Improving incremental gc

Incremental gc is being reverted for 3.14, to be replaced with the older 3-gen collector, and the same will be true of 3.15:

Inc gc seemed to be primarily aimed at reducing “stop the world” long pauses, and has had some success at that. But it came at the cost of sometimes greatly increasing memory use, as trash cycles pile up waiting for the incremental collector to get to them.

I wrote a toy app to explore the limits (link to a public gist):

Toy cyclic gc code · GitHub .
Don’t be put off by “toy app” :wink:. The difference between a toy and a real app in this kind of context is that the former can display pathological behaviors much faster. and without dozens of confounding factors muddying the picture.

The app depends on psutil, but not on Python 3 - it sticks to Python 2 features.

The high-order bit here is on the behavior of “gen0” collections. Under the old 3-gen collector, a gen0 collection collects the cycles created, and which became trash, since the last time gen0 ran. It’s aimed at reclaiming short-lived cyclic trash, which is common in many apps (if they create cycles at all).

The app is an infinite loop that creates a new cycle on each iteration, and after iteration 1000 also converts one to trash on each. So neither truly short- nor long-lived. There are never more than 1000 reachable cycles.

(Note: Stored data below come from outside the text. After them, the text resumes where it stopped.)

PR #2439, opened 2024-10-07
URLEncoding for subaddressing

florentos17:
this is the very beginning of the implementation of URLEncoding for subaddressing.
right now, i can't manage to write the integration test correctly: even using the probe instead of IMAP commands, the creation of a mailbox with a name containing a space is rejected: `java.lang.RuntimeException: AAAC BAD CREATE failed. Illegal encoding.`...

side note: i was unsure of what to do with the checkstyle issue in TikaTextExtractorTest, i committed it separately.

### DIFF
--- a/server/mailet/integration-testing/src/test/java/org/apache/james/mailets/SubAddressingTest.java
+++ b/server/mailet/integration-testing/src/test/java/org/apache/james/mailets/SubAddressingTest.java
@@ -222,17 +222,15 @@ class SubAddressingTest {
                         .asAddition());
 
         sendSubAddressedMail(TARGETED_MAILBOX_ENCODED);
-        awaitAtMostOneMinute.until(() -> jamesServer.getProbe(MailboxProbeImpl.class)
-                .searchMessage(MultimailboxesSearchQuery.from(SearchQuery.builder().build()).build(), RECIPIENT, 1)
-                .size() == 1);
 
+        int LOAD_LIMIT = 1;
         awaitAtMostOneMinute.until(() -> jamesServer.getProbe(MailboxProbeImpl.class)
                 .searchMessage(MultimailboxesSearchQuery
                         .from(SearchQuery.builder().build())
                         .inMailboxes(targetMailboxId)
                         .build(),
                     RECIPIENT,
-                    1)
+                    LOAD_LIMIT)
                 .size() == 1);
     }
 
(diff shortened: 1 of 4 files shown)


quantranhong1999:
> side note: i was unsure of what to do with the checkstyle issue in TikaTextExtractorTest, i committed it separately.

It was my bad. Thank you for spotting it. I put a fix cf https://github.com/apache/james-project/pull/2440.

server/mailet/integration-testing/src/test/java/org/apache/james/mailets/SubAddressingTest.java
```diff
@@ -196,6 +203,28 @@ void subAddressedEmailShouldBeDeliveredInINBOXWhenSpecifiedFolderExistsWithCorre
         awaitSubAddressedMail(MailboxConstants.INBOX);
     }
 
+    @Disabled("can't manage to successfully create the mailbox...")
+    @Test
+    void subAddressedEmailShouldBeDeliveredInSpecifiedFolderWhenRequiringEncoding(@TempDir File temporaryFolder) throws Exception {
+        setup(temporaryFolder);
+
```
chibenwa, line 210:
```suggestion
jamesServer.probe(MailboxProbeImpl.class).createMailbox(MailboxPath.forUser(RECIPIENT, TARGETED_MAILBOX_REQUIRING_ENCODING));
```

chibenwa: (let's cheat for that one, utf -7 is tricky)

florentos17: right, thank you !

florentos17:
note on the integration test:
- to create the mailbox i used Benoit's suggestion
- to grant the `p` right i created a new `ACLProbeImpl.executeCommand` to use the `MailboxId` instead of the `MailboxPath`. but then i realized the old `executeCommand` was not used anymore so i removed it.
- to await the message, `testIMAPClient` did not work with the name requiring encoding, so i used `MailboxProbeImpl.searchMessage` but i realize now that i have to refine the searchQuery, i will work on this.

chibenwa:
> to await the message, testIMAPClient did not work with the name requiring encoding, so i used MailboxProbeImpl.searchMessage, is that ok ?

Let's say it's ok

However if we are curious regarding URL encoding we can try to run a IMAP LIST command.

Arsnael (approved):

Under Py 3,13 (older gc), it works as I expect. The gen0 threshold is 2000 (same as under 3.14), and around iteration 2000 a gen0 collection occurs. It reclaims 1000 trash cycles, and moves 1000 to gen1. Same story at iterations 4000, 6000, 8000, … it cleans up half the trash created along the way, quickly and smoothly. Other trash is awaiting a gen1 collection.

The current (dev) docs for gc.set_threshold() seem to say that should still be the case (plus maybe more):

For each collection, all the objects in the young generation and some fraction of the old generation is collected

But that’s not what I’m seeing. Nothing is collected at 2000 iterations. And still not by 4000 iterations. Or 6000, 8000, … Nothing at all gets collected until about the 20 thousandth iteration. gc is invoked along the way (you can confirm by adding more output to the toy’s gc callback function), but it returns without collecting anything until iteration 20_000. Then it collects about 18_000 trash cycles.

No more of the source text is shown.